# [HOW TO COMPLETE THIS TASK]
Determine how many lines in the records below contain "building", then state that number alone.

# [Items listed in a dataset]
PR #321, opened 2017-10-16
Include make.bat for building Sphinx docs on Windows

addisonElliott:
Include make.bat file to allow for building documentation via Sphinx on
Windows. This file is directly modelled from the make.bat generated by
`sphinx-quickstart`.

### DIFF
--- a/Documentation/docs/make.bat
+++ b/Documentation/docs/make.bat
@@ -1,0 +1,36 @@
+@ECHO OFF
+
+pushd %~dp0
+
+REM Command file for Sphinx documentation
+
+if "%SPHINXBUILD%" == "" (
+	set SPHINXBUILD=sphinx-build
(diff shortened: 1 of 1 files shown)


addisonElliott:
Okay, sorry if you got a bunch of annoying notifications on this. I was experimenting on the best way to switch the branch to derive from master instead of next.

A rebase wasn't so simple because there was conflicts and I would have to manually merge them. Instead, I just created a patch, created a new branch and applied the patch to the branch.

blowekamp:
The pull requests are merged with the stage repo, which does some additional validation, and management of a topic so that is can be merged into next, then master as needed. So it does not matter too much where the pull request is targeted to.

In this case I am merging the topic into next now, and Github will close the issue when its merged into master.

# [REPLY]
2